| About this task |
Could you retype the entries exactly as they are?

| Task material |

Issue #3360, opened 2023-05-03
[Feature Request] Mechanism to communicate to the users inconsistencies within a single series


igoroctaviano:
### Request
Alert icon (lower right corner under the thumbnail in v2) indicating series that have geometry issues, and explanation of what those are, is missing; e.g., see series 2 for this study

### Example series that motivate some discussion what should be done:
*  https://idc-sandbox-000.firebaseapp.com/projects/idc-dev-etl/locations/us-central1/datasets/idc_tcia_dev/dicomStores/idc_tcia/study/1.3.6.1.4.1.14519.5.2.1.8162.4009.498881901170332065029863238265 - first instance is a localizer
* https://idc-sandbox-000.firebaseapp.com/projects/idc-dev-etl/locations/us-central1/datasets/idc_tcia_dev/dicomStores/idc_tcia/study/1.3.6.1.4.1.14519.5.2.1.8162.4009.498881901170332065029863238265?seriesInstanceUID=1.3.6.1.4.1.14519.5.2.1.8162.4009.329297441360267384643622758743-  one series has 2 subvolumes with different slice and pixel spacing

At the moment, OHIF Viewer does not have any indication about those inconsistencies, and presents the slices as if they belong to a single continuous volume.

![image](https://user-images.githubusercontent.com/313942/106286951-39970a80-6214-11eb-893a-d83ccc7272d5.png)

### Example in v2
![image](https://user-images.githubusercontent.com/313942/113185008-e6e1cb00-9223-11eb-9c4f-89cd360af456.png)
![image](https://user-images.githubusercontent.com/313942/113185067-fc56f500-9223-11eb-8c3d-c028b3557612.png)

fedorov:
Per discussion today, @jlulloaa will investigate what, if any, are the geometry checks implemented in v3, where in the code they are located, how can they be extended, etc ...

Related to this, here is an interesting edge case from IDC where frames within the same series do not have consistent origin: https://viewer.imaging.datacommons.cancer.gov/viewer/1.3.6.1.4.1.14519.5.2.1.7009.9004.229337801792248347333415175865?seriesInstanceUID=1.3.6.1.4.1.14519.5.2.1.7009.9004.172787163177205374234578117444

From the IDC perspective, it would also be highly desirable to be able to see image series that have geometry issues in 2D. If this is not possible, we will be in a situation where (potentially) many images from IDC that were viewable in v2 will no longer be viewable in v3!

jlulloaa:
[...]

PR #3499, opened 2023-06-27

| Output for this task |
Issue #3360, opened 2023-05-03
[Feature Request] Mechanism to communicate to the users inconsistencies within a single series


igoroctaviano:
### Request
Alert icon (lower right corner under the thumbnail in v2) indicating series that have geometry issues, and explanation of what those are, is missing; e.g., see series 2 for this study

### Example series that motivate some discussion what should be done:
*  https://idc-sandbox-000.firebaseapp.com/projects/idc-dev-etl/locations/us-central1/datasets/idc_tcia_dev/dicomStores/idc_tcia/study/1.3.6.1.4.1.14519.5.2.1.8162.4009.498881901170332065029863238265 - first instance is a localizer
* https://idc-sandbox-000.firebaseapp.com/projects/idc-dev-etl/locations/us-central1/datasets/idc_tcia_dev/dicomStores/idc_tcia/study/1.3.6.1.4.1.14519.5.2.1.8162.4009.498881901170332065029863238265?seriesInstanceUID=1.3.6.1.4.1.14519.5.2.1.8162.4009.329297441360267384643622758743-  one series has 2 subvolumes with different slice and pixel spacing

At the moment, OHIF Viewer does not have any indication about those inconsistencies, and presents the slices as if they belong to a single continuous volume.

![image](https://user-images.githubusercontent.com/313942/106286951-39970a80-6214-11eb-893a-d83ccc7272d5.png)

### Example in v2
![image](https://user-images.githubusercontent.com/313942/113185008-e6e1cb00-9223-11eb-9c4f-89cd360af456.png)
![image](https://user-images.githubusercontent.com/313942/113185067-fc56f500-9223-11eb-8c3d-c028b3557612.png)

fedorov:
Per discussion today, @jlulloaa will investigate what, if any, are the geometry checks implemented in v3, where in the code they are located, how can they be extended, etc ...

Related to this, here is an interesting edge case from IDC where frames within the same series do not have consistent origin: https://viewer.imaging.datacommons.cancer.gov/viewer/1.3.6.1.4.1.14519.5.2.1.7009.9004.229337801792248347333415175865?seriesInstanceUID=1.3.6.1.4.1.14519.5.2.1.7009.9004.172787163177205374234578117444

From the IDC perspective, it would also be highly desirable to be able to see image series that have geometry issues in 2D. If this is not possible, we will be in a situation where (potentially) many images from IDC that were viewable in v2 will no longer be viewable in v3!

jlulloaa:
[...]

PR #3499, opened 2023-06-27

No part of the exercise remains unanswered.